The second challenge is related to the team experience and knowledge of biomimicry, biology and ecology. Designers acknowledge the importance of working in a multi-disciplinary context, integrating experts, and building biomimicry capacity on the design team and other project stakeholders. The following passages support this:
“The importance of integrating biomimicry right from the competition phase with an acculturation of the architects and the project owner upstream of the project is a key element.”
“Set up an interdisciplinary design team: architects, ecologists, landscape designers, etc. contributed with their knowledge and skills to build a project (…).”
“This project provided an opportunity to explain the biomimetic approach and its potential to the contracting authority. The latter understood the real opportunities that the biomimetic tool offers (…) but we also identified some inherent obstacles related to their poor knowledge on the subject.”

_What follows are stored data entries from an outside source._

PR #4482, opened 2025-06-10
FreeBSD: Support kernel-offloaded TLS TCP

kostikbel:
# Description

The PR adds definitions for kernel-offloaded TLS TCP session information sysctls.  It is used by the utility to list kTLS connections https://github.com/kostikbel/ktcplist

# Sources

https://github.com/freebsd/freebsd-src/blob/4078e0d1d6f8189bff44fcad04df256220035f76/sys/sys/ktls.h
https://github.com/freebsd/freebsd-src/commit/c9e9a0fe5b0f88561f55fb2f6f5354fbbd96dd5d

### DIFF
--- a/src/unix/bsd/freebsdlike/freebsd/mod.rs
+++ b/src/unix/bsd/freebsdlike/freebsd/mod.rs
@@ -1760,6 +1760,38 @@ s_no_extra_traits! {
         pub inc_fibnum: u16,
         pub inc_ie: crate::in_endpoints,
     }
+
+    pub struct xktls_session_onedir {
+        pub gennum: u64,
+        _rsrv1: [u64; 8],
+        _rsrv2: [u32; 8],
+        pub iv: [u8; 32],
+        pub cipher_algorithm: i32,
+        pub auth_algorithm: i32,
+        pub cipher_key_len: u16,
+        pub iv_len: u16,
+        pub auth_key_len: u16,
+        pub max_frame_len: u16,
+        pub tls_vmajor: u8,
+        pub tls_vminor: u8,
+        pub tls_hlen: u8,
+        pub tls_tlen: u8,
+        pub tls_bs: u8,
+        pub flags: u8,
+        pub drv_st_len: u16,
+        pub ifnet: [u8; 16],
+    }
+
+    pub struct xktls_session {
+        pub tsz: u32,
+        pub fsz: u32,
+        pub inp_gencnt: u64,
+        pub so_pcb: kvaddr_t,
+        pub coninf: crate::in_conninfo,
+        pub rx_vlan_id: c_ushort,
+        pub rcv: crate::xktls_session_onedir,
+        pub snd: crate::xktls_session_onedir,
+    }
 }
 
 cfg_if! {
--- a/src/unix/bsd/freebsdlike/freebsd/mod.rs
+++ b/src/unix/bsd/freebsdlike/freebsd/mod.rs
@@ -11,6 +11,9 @@ pub type fixpt_t = __fixpt_t;
 pub type __lwpid_t = i32;
 pub type lwpid_t = __lwpid_t;
 pub type blksize_t = i32;
+pub type ksize_t = u64;
+pub type inp_gen_t = u64;
+pub type so_gen_t = u64;
 pub type clockid_t = c_int;
 pub type sem_t = _sem;
 pub type timer_t = *mut __c_anonymous__timer;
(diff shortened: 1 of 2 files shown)


kostikbel:
For nightly freebsd-15 ci task to success, you would need to update the ci freebsd env with the new headers.

I have no idea why freebsd-13 is failing.

asomers:
> If there is a version bump available, feel freeto submit a PR updating it.

Our CI config uses the latest FreeBSD 15 snapshot on GCE.  So we don't need to do anything.  If we just wait, GCE will have the latest release soon enough.

src/unix/bsd/freebsdlike/freebsd/mod.rs
```diff
@@ -1720,6 +1723,72 @@ s_no_extra_traits! {
...
         __spare__: [c_int; 4],
     }
+
+    pub struct xinpgen {
+        pub xig_len: ksize_t,
+        pub xig_count: u32,
+        pub _xig_spare32: u32,
+        pub xig_gen: inp_gen_t,
+        pub xig_sogen: so_gen_t,
+        pub _xig_spare64: [u64; 4],
```
asomers: The convention used elsewhere in libc is to make spare and padding fields private.  The forces consumers to initialize with `mem::zeroed`, but it also makes it easier for future versions of libc to replace those spare fields with no backwards-compatibility problems.
```suggestion
        _xig_spare32: u32,
        pub xig_gen: inp_gen_t,
        pub xig_sogen: so_gen_t,
        _xig_spare64: [u64; 4],
```

src/unix/bsd/freebsdlike/freebsd/mod.rs
```diff
@@ -1720,6 +1723,72 @@ s_no_extra_traits! {
...
+    }
+
+    pub struct in_addr_4in6 {
+        pub ia46_pad32: [u32; 3],
```
asomers:
```suggestion
        ia46_pad32: [u32; 3],
```

src/unix/bsd/freebsdlike/freebsd/mod.rs
```diff
@@ -1720,6 +1723,72 @@ s_no_extra_traits! {
...
+        pub ifnet: [u8; 16],
+    }
+
+    pub struct xktls_session {
+        pub tsz: u32,
+        pub fsz: u32,
+        pub inp_gencnt: u64,
+        pub so_pcb: kvaddr_t,
+        pub coninf: crate::in_conninfo,
+        pub rx_vlan_id: c_short,
```
asomers:
```suggestion
        pub rx_vlan_id: c_ushort,
```

asomers (approved):

src/unix/bsd/freebsdlike/freebsd/mod.rs
```diff
@@ -1722,6 +1725,72 @@ s_no_extra_traits! {
         pub uc_flags: c_int,
         __spare__: [c_int; 4],
     }
+
+    pub struct xinpgen {
```
asomers, line 1730: I think this will fix the latest test failure on i386.
```suggestion
    #[repr(align(8)]
    pub struct xinpgen {
```

kostikbel:
> I rebased this to pick up a new set of CI runs since one thing was fixed. The FreeBSD-15 and FreeBSD-13 x86-64 jobs are spurious, but the FreeBSD-13 i686 "bad xinpgen align: rust: 4 (0x4) != c 8 (0x8)" message looks legit. Is one of these fields actually a different size on 32-bit?

Hm, no. The reason for the message is the attribute of the C structure, declaring 8-bytes alignment.
See https://github.com/freebsd/freebsd-src/blob/cd0169c9379c400ec75b77e87ca770e37f964276/sys/netinet/in_pcb.h#L296

Would it be enough to add
#[repr(C, align(8))]``
before the structure?

tgross35:
You don't need to include `C` since that's added by default for everything in the macro, but `#[repr(align(8))]` should work!

src/unix/bsd/freebsdlike/freebsd/mod.rs
kostikbel: Right, can I still update the branch, or should the change be a fixup?

kostikbel:
> Thanks! No need to squash everything to one but if you combine the align fix with whatever added the struct, that would make a bit more clean cherry pick.

Squashed just the fix.

tgross35:
Thanks!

“This project led the project management to review its architectural and urban design process by integrating the study and knowledge of living things into it.”
“The process of biomimetic design integrating a scientific council, led the project management to do many iterations and to develop their knowledge on many subjects. In return, the knowledge not directly used has enriched the process allowing the project management to improve its practice.”
5. Conclusions
Biomimicry seems to be a design approach with growing interest in the French market, but several unresolved questions and challenges remain.
The analyzed data highlighted the gaps between biomimetic and biological research teams and urban designers practitioners. To facilitate the knowledge transfer from biological and ecological disciplines to architecture and urban design practice is a major challenge. Our data demonstrated the importance of rethink design team composition and projects design phase organization to bridge this gap.
The case studies also highlighted the variety of sustainability goals addressed through biomimicry in France. Nevertheless, it would be worth formally exploring the different urban stakeholders’ motivations applying biomimicry and the difference in design process and outputs between applying it with a narrow or a broad focus.
Furthermore, it would also be essential to study and evaluate the performance of these projects concerning their objectives. Projects tend to use labels to show their performances, but urban biomimicry still lacks specific sustainable performance metrics. The use of life cycle assessments and ecosystems services assessments could allow a proxy to these performance assessments.
Finally, to document and analyze the practice of biomimicry on architectural and urban projects allowed us to have some perspective from the French practice. To showcase national projects can tackle the incomprehension of biomimicry by urban stakeholders and project owners and raise awareness of the topic. Nevertheless, such benchmarks are rare and deserve to be enlarged. A more exhaustive study would probably highlight new challenges, and it remains relevant work to be done.